SQL Server vs Microsoft SQL Server
The corporate database that loves Windows and hates your budget meets the enterprise database that loves windows more than your it department loves stability. Here's our take.
SQL Server
The corporate database that loves Windows and hates your budget.
SQL Server
Nice PickThe corporate database that loves Windows and hates your budget.
Pros
- +Excellent integration with Microsoft ecosystem (e.g., .NET, Azure)
- +Strong security and compliance features out of the box
- +Powerful business intelligence tools like SSRS and SSAS
Cons
- -Licensing costs can be eye-watering for enterprise use
- -Limited cross-platform support (primarily Windows-focused)
Microsoft SQL Server
The enterprise database that loves Windows more than your IT department loves stability.
Pros
- +Seamless integration with the Microsoft ecosystem (e.g., Azure, .NET, Power BI)

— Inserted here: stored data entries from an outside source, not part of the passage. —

PR #459, opened 2022-04-08
Add support for $nin operator

ribaraka:


ribaraka:
In this PR only one test case but it tests all data types. I was going to test it as I have done in previous PRs but it looks kind of excessive (example below).
```
{
		"NinDouble": {
			q:           bson.D{{"value", bson.D{{"$nin", bson.A{42.11, 0.0, math.Copysign(0, -1), math.MaxFloat64, math.SmallestNonzeroFloat64, math.Inf(+1), math.Inf(-1), math.NaN(), primitive.Binary{Subtype: 0x80, Data: []byte{42, 0, 13}}, primitive.Binary{Data: []byte{}}, primitive.NewDateTimeFromTime(time.Date(2021, 11, 1, 10, 18, 42, 123000000, time.UTC)), primitive.NewDateTimeFromTime(time.Unix(0, 0)), primitive.NewDateTimeFromTime(time.Date(0, 1, 1, 0, 0, 0, 0, time.UTC)), primitive.NewDateTimeFromTime(time.Date(9999, 12, 31, 23, 59, 59, 999000000, time.UTC)), nil, primitive.Regex{Pattern: "foo", Options: "i"}, primitive.Regex{}, int32(42), int32(0), int32(math.MaxInt32), int32(math.MinInt32), primitive.Timestamp{T: 42, I: 13}, primitive.Timestamp{I: 1}, int64(42), int64(0), int64(math.MaxInt64), int64(math.MinInt64), false, true, "foo", ""}}}}},
			expectedIDs: []any{"array-empty", "document", "document-empty",  "double"},
		},
```

integration/query_comparision_test.go
```diff
@@ -545,8 +545,39 @@ func TestQueryComparisonLte(t *testing.T) {
...
+
+	var docValue bson.A
+	for _, expected := range shareddata.Scalars.Docs() {
+		docValue = append(docValue, expected.Map()["value"])
+	}
+
+	for name, tc := range map[string]struct {
+		q           bson.D
+		expectedIDs []any
+	}{
```
w84thesun, line 561: Could you please add tests for bad values like `nil` or `string` and for empty array?

ribaraka: Do you mean like another seperate test cases? 
`docValue` variable has all scalar data types such as `string`, `nil`, etc. The variable doesn't have composite data type though. So yeah, if need to write tests for composite data type, I'll do it.

w84thesun: Yeah, I mean a query like `{"$nin", nil}` or `{"$nin", "some-string"}`

ribaraka: done

w84thesun (dismissed):

seeforschauer (dismissed):

AlekSi (commented):
Let's finish #471 first, then add documents and arrays to that PR

integration/query_comparision_test.go
```diff
@@ -986,8 +986,84 @@ func TestQueryComparisonLte(t *testing.T) {
...
+		scalarDataTypesFilter = append(scalarDataTypesFilter, scalarDataType.Map()["value"])
+	}
+
+	var compositeDataTypesFilter bson.A
+	for _, compositeDataType := range shareddata.Composites.Docs() {
+		compositeDataTypesFilter = append(compositeDataTypesFilter, compositeDataType.Map()["value"])
+	}
+
+	for name, tc := range map[string]struct {
+		q           bson.D
```
seeforschauer, line 1005: could you please rename `q` to `filter`?

AlekSi: Better yet, remove the common part: `filter := bson.D{{"value", bson.D{{"$nin", tc.value}}}}`. In that case it should be `value`, not `filter` (not the full value of the second argument) or `q` (which we use more generically)

ribaraka: will do

seeforschauer (approved):

integration/query_comparision_test.go
```diff
@@ -986,8 +986,84 @@ func TestQueryComparisonLte(t *testing.T) {
...
+				Name:    "BadValue",
+				Message: `$nin needs an array`,
+			},
+		},
+	} {
+		name, tc := name, tc
+		t.Run(name, func(t *testing.T) {
+			t.Parallel()
+
+			var actual []bson.D
```
seeforschauer, line 1052: tbd: actual is used 5 lines later -> move and add empty line

integration/query_comparision_test.go
ribaraka: fixed

integration/query_comparision_test.go
ribaraka: fixed

seeforschauer (approved):

AlekSi (approved):

AlekSi:
Thank you!

PR #1284, opened 2017-02-14
Fix sending incorrect path to dynamic image

tkireva:
SDL used to send only icon name in the value of dynamic image
parameter when it is transfered to the HMI in AudioPassThru.
Fix just allowes the image verification funcion to change the value
of the given name.


tkireva:
Please review:
@vlantonov @okozlovlux @istoilovgithub @LevchenkoS

PR #1289, opened 2017-02-15
Fix wrong info parameter AudioPassThru

tkireva:
Fix wrong info parameter AudioPassThru
    
    In case received from mobile side audioPassThruIcon does not exist in
    the application storage folder SDL used to add string "Reference image(s)
    not found" to the info parameter in the response. After clarification it
    turned out that this info must be generated from the HMI, so that the 
    member variable that was used for storing the state of the icon is removed.


tkireva:
Please review:
@dtrunov @vlantonov @okozlovlux @istoilovgithub

PR #1291, opened 2017-02-15
Fix incorrect result code to mobile

tkireva:
SDL used to return wrong result code if only mandatory parameters
are sent from HMI.

### DIFF
--- a/src/components/application_manager/src/commands/mobile/perform_audio_pass_thru_request.cc
+++ b/src/components/application_manager/src/commands/mobile/perform_audio_pass_thru_request.cc
@@ -435,7 +435,8 @@ PerformAudioPassThruRequest::PrepareAudioPassThruResultCodeForResponse(
   const hmi_apis::Common_Result::eType tts_result = tts_response.result_code;
 
   if ((ui_result == hmi_apis::Common_Result::SUCCESS) &&
-      (tts_result != hmi_apis::Common_Result::SUCCESS)) {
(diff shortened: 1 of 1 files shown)


tkireva:
Please review:
@okozlovlux @vlantonov @istoilovgithub @dcherniev

vlantonov:
@tkireva Is this fix covered with Unit test, which succeeds now and fails before changes?

tkireva:
@vlantonov 
Currently this situation is not covered by any test case.

src/components/application_manager/src/commands/mobile/perform_audio_pass_thru_request.cc
```diff
@@ -435,7 +435,8 @@ PerformAudioPassThruRequest::PrepareAudioPassThruResultCodeForResponse(
   const hmi_apis::Common_Result::eType tts_result = tts_response.result_code;
 
   if ((ui_result == hmi_apis::Common_Result::SUCCESS) &&
-      (tts_result != hmi_apis::Common_Result::SUCCESS)) {
+      ((tts_result != hmi_apis::Common_Result::SUCCESS) &&
```
dcherniev: @tkireva I think the additional round brackets here are unnecessary.

tkireva: @dcherniev 
I agree. It is fixed in e285062292aa3bda1ec0e3a166887b02dd0b0dde

PR #1297, opened 2017-02-16
Fix/tts aborted processing

tkireva:
Fix incorrect ABORTED code processing

ABORTED code received from TTS HMI part used to be processed
as exception of other result codes - SDL was transfering it to
the mobile application. After clarification it turned out that
it must be processed as all other error codes - resolved to
WARNINGS


tkireva:
Please review:
@vlantonov @okozlovlux @dcherniev @istoilovgithub

PR #1298, opened 2017-02-16
Disable protocol handler tests

LuxoftAKutsan:
Protocol handler tests are Async and sometimes fail. It should be fixed before enabling


ovvasyliev:
Rebuild required

rememberkarl:
Rebuild? 

What do you mean that rebuild? 

I tried a few times to build and remove and build so on...

It's always happened but I couldn't figure out why...

I'm sorry but do you have any another solution on this problem?

LuxoftAKutsan:
"Rebuild required" - is command for build server to rebuild current pull request.

PR #1308, opened 2017-02-20
Fix missing GENERIC_ERROR message

tkireva:
SDL sends GENERIC_ERROR when the watchdog timeout expires in
PerformAudioPassThru RPC. First problem was that the value of the
timeout is a sum of default timeout value and the value send in
maxDuration parameter. After clarification it turned out that the
maxDuration parameter doesn't have to be added, so the sum statement
is removed. The other problem was that on every TTS.Speak_response
from the HMI the timeout was reset. The clarified behavior defines
that SDL must expect onResetTimeout notification from the HMI and it
doesn't have to reset the timeout when receives TTS.Speak_response.


tkireva:
Please review:
@vlantonov @dcherniev @okozlovlux @istoilovgithub

PR #1311, opened 2017-02-21
Add rejection of PT if it does not support default language

dcherniev:
Added check if PT section consumer_friendly_messages supports default language for all of it's messages,
if this check is failed the PT will be rejected.


dcherniev:
Please review: @LuxoftAKutsan, @okozlovlux

dcherniev:
Rebuild required

dcherniev:
Updated my changes according to solution in policy external, so please review again: @LuxoftAKutsan, @okozlovlux

dcherniev:
Rebuild required

PR #1317, opened 2017-02-23
Fix responding Warnings for PerformAudioPassThru

VVeremjova:
In case the response for UI.Alert or TTS.Speak is Warnings and other response is successful
then Warnings should be sent on mobile.

### DIFF
--- a/src/components/application_manager/src/commands/mobile/perform_audio_pass_thru_request.cc
+++ b/src/components/application_manager/src/commands/mobile/perform_audio_pass_thru_request.cc
@@ -414,7 +414,6 @@ PerformAudioPassThruRequest::PrepareAudioPassThruResultCodeForResponse(
     const ResponseInfo& ui_response,
     const ResponseInfo& tts_response,
     bool& out_result) {
-  using namespace helpers;
   mobile_apis::Result::eType result_code = mobile_apis::Result::INVALID_ENUM;
 
   hmi_apis::Common_Result::eType common_result =
@@ -428,13 +427,11 @@ PerformAudioPassThruRequest::PrepareAudioPassThruResultCodeForResponse(
     common_result = hmi_apis::Common_Result::WARNINGS;
     out_result = true;
   }
-
   else if (ui_response.is_ok &&
            tts_result == hmi_apis::Common_Result::WARNINGS) {
     common_result = hmi_apis::Common_Result::WARNINGS;
     out_result = true;
   }
-
   else if (ui_result == hmi_apis::Common_Result::INVALID_ENUM) {
     common_result = tts_result;
   } else {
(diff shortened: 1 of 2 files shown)


src/components/application_manager/src/commands/mobile/perform_audio_pass_thru_request.cc
```diff
@@ -426,7 +427,27 @@ PerformAudioPassThruRequest::PrepareAudioPassThruResultCodeForResponse(
       (tts_result != hmi_apis::Common_Result::INVALID_ENUM)) {
     common_result = hmi_apis::Common_Result::WARNINGS;
     out_result = true;
-  } else if (ui_result == hmi_apis::Common_Result::INVALID_ENUM) {
+  }
+
+  else if ((ui_result == hmi_apis::Common_Result::WARNINGS ||
+            tts_result == hmi_apis::Common_Result::WARNINGS) &&
+           Compare<hmi_apis::Common_Result::eType, EQ, ONE>(
```
tkireva: @VVeremjova I think you can use is_ok flag of the ResponseInfo structure instead of the Compare<>. It is set in ResponseInfo constructor. It will make this statement much more readable.

tkireva: @VVeremjova
The case when ui_result is WARNINGS is covered by the last else statement (line 452), so here it must be excluded. I think you must check if ui_result.is_ok and tts_result == WARNINGS.

VVeremjova: @tkireva Please see  31b88b6

src/components/application_manager/src/commands/mobile/perform_audio_pass_thru_request.cc
```diff
@@ -414,6 +414,7 @@ PerformAudioPassThruRequest::PrepareAudioPassThruResultCodeForResponse(
     const ResponseInfo& ui_response,
     const ResponseInfo& tts_response,
     bool& out_result) {
+  using namespace helpers;
```
tkireva: Could you, please remove this namespace if it not necessary any more.

src/components/application_manager/src/commands/mobile/perform_audio_pass_thru_request.cc
```diff
@@ -426,7 +427,15 @@ PerformAudioPassThruRequest::PrepareAudioPassThruResultCodeForResponse(
       (tts_result != hmi_apis::Common_Result::INVALID_ENUM)) {
     common_result = hmi_apis::Common_Result::WARNINGS;
     out_result = true;
-  } else if (ui_result == hmi_apis::Common_Result::INVALID_ENUM) {
+  }
+
```
tkireva: Could you, please remove empty lines

VVeremjova: @tkireva See 6b95b47

PR #1326, opened 2017-02-27
Fix wrong dynamic image parameter

tkireva:
SDL didn't apply the full image path if it doesn't
exist in the file system. VerifyImage wrapper function
is created that overwrite the image name with path + name
if the image is dynamic regardless of its existence.

### DIFF
--- a/src/components/application_manager/src/message_helper/message_helper.cc
+++ b/src/components/application_manager/src/message_helper/message_helper.cc
@@ -2307,16 +2307,16 @@ mobile_apis::Result::eType MessageHelper::VerifyImage(
     smart_objects::SmartObject& image,
     ApplicationConstSharedPtr app,
     ApplicationManager& app_mngr) {
-  smart_objects::SmartObject img = image;
+  smart_objects::SmartObject temp_image = image;
   const uint32_t image_type = image[strings::image_type].asUInt();
-  mobile_apis::ImageType::eType type =
+  const mobile_apis::ImageType::eType type =
       static_cast<mobile_apis::ImageType::eType>(image_type);
-  mobile_apis::Result::eType result;
 
-  result = VerifyImageApplyPath(img, app, app_mngr);
+  const mobile_apis::Result::eType result =
+      VerifyImageApplyPath(temp_image, app, app_mngr);
   if ((mobile_apis::Result::SUCCESS == result) &&
       (mobile_apis::ImageType::DYNAMIC == type)) {
-    image[strings::value] = img[strings::value];
+    image[strings::value] = temp_image[strings::value];
   }
 
   return result;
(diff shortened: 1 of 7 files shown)


tkireva:
Please review:
@vlantonov @okozlovlux @istoilovgithub @VVeremjova

src/components/application_manager/src/message_helper/message_helper.cc
```diff
@@ -2295,15 +2295,33 @@ mobile_apis::Result::eType MessageHelper::VerifyImage(
...
+    smart_objects::SmartObject& image,
+    ApplicationConstSharedPtr app,
+    ApplicationManager& app_mngr) {
+  smart_objects::SmartObject img = image;
+  const uint32_t image_type = image[strings::image_type].asUInt();
+  mobile_apis::ImageType::eType type =
+      static_cast<mobile_apis::ImageType::eType>(image_type);
+  mobile_apis::Result::eType result;
+
+  result = VerifyImageApplyPath(img, app, app_mngr);
```
vlantonov: @tkireva It seems that `result` is not changed after the initialization, so it can be made `const`. The same applies to `type` variable above, where a name like `image_type` will be more informative.

src/components/application_manager/src/message_helper/message_helper.cc
```diff
@@ -2295,15 +2295,33 @@ mobile_apis::Result::eType MessageHelper::VerifyImage(
...
-  image[strings::value] = full_file_path;
-
   return mobile_apis::Result::SUCCESS;
 }
 
+mobile_apis::Result::eType MessageHelper::VerifyImage(
+    smart_objects::SmartObject& image,
+    ApplicationConstSharedPtr app,
+    ApplicationManager& app_mngr) {
+  smart_objects::SmartObject img = image;
```
vlantonov: @tkireva Consider using a more informative name like `work_image`, `temp_image`, etc.

src/components/application_manager/src/message_helper/message_helper.cc
```diff
@@ -2251,7 +2251,7 @@ mobile_apis::Result::eType MessageHelper::VerifyImageFiles(
   return mobile_apis::Result::SUCCESS;
 }
 
-mobile_apis::Result::eType MessageHelper::VerifyImage(
+mobile_apis::Result::eType MessageHelper::VerifyImageApplyPath(
```
vlantonov: @tkireva Please modify the previous Unit test for `VerifyImage` to be suitable for the `VerifyImageApplyPath` method. Also add a new test for the `VerifyImage`.

tkireva: @vlantonov 
Done in c059cdbfbce6f616ba368327f042001f619b29eb

src/components/application_manager/src/message_helper/message_helper.cc
tkireva: @vlantonov 
Done in c059cdbfbce6f616ba368327f042001f619b29eb

src/components/application_manager/src/message_helper/message_helper.cc
tkireva: @vlantonov 
Done in c059cdbfbce6f616ba368327f042001f619b29eb

tkireva:
Rebuild required

PR #1328, opened 2017-02-27
Fix policy table loading with functional_group RPCs greater than 50

istoilovgithub:
SDL rejects to load policy table when sdl_preloaded_pt.json contains at least one functional group with more than 50 RPCs. The fix changes number of allowed RPC's to unlimited (65535).


istoilovgithub:
@okozlovlux @pold500 Please review

Issue #1228, opened 2017-01-24
SDL is using outdated Mobile_API.xml


KhrystynaDubovyk:
## Occurrence:
N/A

## Preconditions:
N/A

## Steps to reproduce
1. Check MOBILE_API and HMI_API in repo SDL built was.
--
 Or run scripts
[018_ATF_P_TC_Sending_PTS_to_mobile_application.lua](https://github.com/smartdevicelink/sdl_atf_test_scripts/blob/develop/test_scripts/Polices/Policy_Table_Update/018_ATF_P_TC_Sending_PTS_to_mobile_application.lua) 
[022_ATF_P_TC_Got_PTU_from_mobile_application.lua](https://github.com/smartdevicelink/sdl_atf_test_scripts/blob/develop/test_scripts/Polices/Policy_Table_Update/022_ATF_P_TC_Got_PTU_from_mobile_application.lua) 
[024_ATF_P_TC_PTU_validation_rules.lua](https://github.com/smartdevicelink/sdl_atf_test_scripts/blob/develop/test_scripts/Polices/Policy_Table_Update/024_ATF_P_TC_PTU_validation_rules.lua)  
[025_ATF_P_TC_PTU_validation_failure.lua](https://github.com/smartdevicelink/sdl_atf_test_scripts/blob/develop/test_scripts/Polices/Policy_Table_Update/025_ATF_P_TC_PTU_validation_failure.lua)  
[053_P_ATF_Register_NewApp_not_exist_inLocalPT_FinishPTU.lua](https://github.com/smartdevicelink/sdl_atf_test_scripts/blob/develop/test_scripts/Polices/Policy_Table_Update/053_P_ATF_Register_NewApp_not_exist_inLocalPT_FinishPTU.lua) 
[054_P_ATF_Register_NewApp_not_exist_inLocalPT_start_PTU_for_NewApp.lua](https://github.com/smartdevicelink/sdl_atf_test_scripts/blob/develop/test_scripts/Polices/Policy_Table_Update/054_P_ATF_Register_NewApp_not_exist_inLocalPT_start_PTU_for_NewApp.lua)  
[032_ATF_P_TC_PTU_Restarting_Policy_Table_Exchange_HTTP.lua](https://github.com/smartdevicelink/sdl_atf_test_scripts/commit/c8060196d50e8178b10bee291dac9b36be0d1e12#diff-9e7b84bc08913ddda5b4b90cc90967ca) 

## Actual result:
[...]

PR #1336, opened 2017-02-28
Make OnSystemRequest.url param not array

LuxoftAKutsan:
According requirements OnSystemRequest.url should not be an array
Related to #1228


LuxoftAKutsan:
For commit 05ab3a5b5d0e0857eb1bd8b7814ba7bdc0ff2a68 was not created any PR to release branch, so it is in scope of this RP

PR #2795, opened 2016-12-02
Upgrading GAPIC deps to 0.14 series.

dhermes:
In the process, ditching **hard** deps on protobufs, `grpcio`, and `google-gax` in those packages. Also had
to upgrade calls to `list_log_entries()` based on: https://github.com/googleapis/api-client-staging/pull/118/files/2bcd2875a578ae525d2aabb862cf9c131b4665f5#r90422054

/cc @geigerj @bjwatson 

@waprin I could not for the life of me figure out how to use `resource_names` instead of the deprecated `project_ids`. Can you explain? (Trying `foo` --> `project/foo` did not work)

### DIFF
--- a/logging/google/cloud/logging/_gax.py
+++ b/logging/google/cloud/logging/_gax.py
@@ -16,19 +16,19 @@
 
 import functools
 
-from google.cloud.gapic.logging.v2.config_service_v2_api import (
-    ConfigServiceV2Api)
-from google.cloud.gapic.logging.v2.logging_service_v2_api import (
-    LoggingServiceV2Api)
-from google.cloud.gapic.logging.v2.metrics_service_v2_api import (
-    MetricsServiceV2Api)
+from google.cloud.gapic.logging.v2.config_service_v2_client import (
+    ConfigServiceV2Client)
+from google.cloud.gapic.logging.v2.logging_service_v2_client import (
+    LoggingServiceV2Client)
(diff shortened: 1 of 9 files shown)


tseaver:
@dhermes Should we work out what the story is supposed to be for `resource_names` before merging?

dhermes:
@tseaver The system tests are still passing, so I don't think it's necessary to block on that, though we should get it straightened out. (Was there a version bump for this API I wasn't aware of that deprecated the field?)

waprin:
@dhermes did you try `foo` -> `projects/foo` ? (note the plural projects). Apologies if you just had a typo in your original message, but I do hope that was the problem since it's an easy fix :)

dhermes:
This is what I did before (I know because my chat log with @geigerj)

```python
resource_names = ['project/' + project for project in projects]
```

@waprin Should we allow callers to send **other** resource types? I checked and only project IDs come through in the system tests.

geigerj:
@dhermes `project/` -> `projects/`?

dhermes:
@geigerj Right that's what @waprin just said (and I confirmed I was holding the gun wrong before)

waprin:
Docs look like there are some "orgazinations/" thing but I'm not familiar with it tbh, will have to ask around.

dhermes:
@tseaver Let's merge this and continue this discussion elsewhere (like a PR which converts `projects` to `resource_names`)

tseaver:
LGTM

PR #2800, opened 2016-12-02
Removing os.environ patching in doctest.

dhermes:
It turns out Sphinx allows this outside of a sandbox.


dhermes:
See breakage: https://travis-ci.org/GoogleCloudPlatform/google-cloud-python/builds/180845187#L3513

Merging now

PR #2803, opened 2016-12-03
Coerce query parameter values from native types to JSON-appropriate types

### LINKED ISSUE #2799: Query paramters need to coerce native Python values
If the user passes in non-string values (e.g., for `INT64`, which must be tunnelled via strings because JS reasons, or `TIMESTAMP`, `DATETIME`, `DATE`), the parameter must coerce the value appropriately inside its `to_api_repr()` method.

h/t to @dwsupplee for the prod.

tseaver:
Also, distinguish parsing 'DATETIME' vs. 'TIMESTAMP' properly when processing row data.

Closes #2799.

### DIFF
--- a/bigquery/google/cloud/bigquery/_helpers.py
+++ b/bigquery/google/cloud/bigquery/_helpers.py
@@ -15,9 +15,12 @@
 """Shared helper functions for BigQuery API classes."""
 
 from collections import OrderedDict
+import datetime
 
-from google.cloud._helpers import _datetime_from_microseconds
 from google.cloud._helpers import _date_from_iso8601_date
+from google.cloud._helpers import _datetime_from_microseconds
+from google.cloud._helpers import _datetime_to_rfc3339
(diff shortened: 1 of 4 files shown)


bigquery/google/cloud/bigquery/_helpers.py
```diff
@@ -43,13 +46,20 @@ def _bool_from_json(value, field):
...
     if _not_null(value, field):
         # value will be a float in seconds, to microsecond precision, in UTC.
         return _datetime_from_microseconds(1e6 * float(value))
 
 
+def _datetime_from_json(value, field):
+    """Coerce 'value' to a datetime, if set or not nullable."""
+    if _not_null(value, field):
+        # value will be a string, in YYYY-MM-DDTHH:MM:SS form.
+        return datetime.datetime.strptime(value, '%Y-%m-%dT%H:%M:%S')
```
dhermes: @tseaver Don't we already have this template in `google.cloud._helpers`? If not, please add it there.

PR #2805, opened 2016-12-05
Allow timestamp strings in 'Table.insert_data'.

### LINKED ISSUE #1382: Support both seconds from epoch and timestamp string
If someone already has a timestamp string, we shouldn't force them to convert it to `datetime.datetime` so that we can in turn [convert that](https://github.com/GoogleCloudPlatform/gcloud-python/blob/0c74a599b6aa0a16e21575998e1770182c05e12c/gcloud/bigquery/table.py#L665-L669) into seconds. (Inspired by #1381.)

From [the docs](https://cloud.google.com/bigquery/preparing-data-for-bigquery#datatype)

> TIMESTAMP data types can be described in two ways: UNIX timestamps or calendar datetimes. BigQuery stores TIMESTAMP data internally as a UNIX timestamp with microsecond precision.

so we could allow the user to just pass a string and we "take their word for it" that it's a valid datetime. Since `Table.insert_data` returns a list of errors anyhow, we wouldn't have to do much/anything to enforce this.

tseaver:
Closes #1382.

### DIFF
--- a/bigquery/google/cloud/bigquery/table.py
+++ b/bigquery/google/cloud/bigquery/table.py
@@ -738,11 +738,6 @@ class Table(object):
         rows_info = []
         data = {'rows': rows_info}
 
-        def _convert_timestamp(value):
-            if isinstance(value, datetime.datetime):
-                value = _microseconds_from_datetime(value) * 1e-6
-            return value
-
         for index, row in enumerate(rows):
             row_info = {}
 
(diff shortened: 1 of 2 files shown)


bigquery/google/cloud/bigquery/table.py
```diff
@@ -738,15 +738,20 @@ def insert_data(self,
         rows_info = []
         data = {'rows': rows_info}
 
+        def _convert_timestamp(value):
```
dhermes: Please define this in the global scope

dhermes:
@tseaver Easy enough change to review, ping me once new function is defined as a global

tseaver:
@dhermes ping

shealutton:
Thanks! I needed exactly this change. Much obliged.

- +Robust enterprise features like Always On availability groups and in-memory OLTP
- +Excellent performance for transaction-heavy workloads with strong ACID compliance
Cons
- -Licensing costs can be eye-watering for small teams or startups
- -Historically Windows-centric, though Linux support is improving but still second-class
The Verdict
Use SQL Server if: You want excellent integration with microsoft ecosystem (e.g., .net, azure) and can live with licensing costs can be eye-watering for enterprise use.
Use Microsoft SQL Server if: You prioritize seamless integration with the microsoft ecosystem (e.g., azure, .net, power bi) over what SQL Server offers.
The corporate database that loves Windows and hates your budget.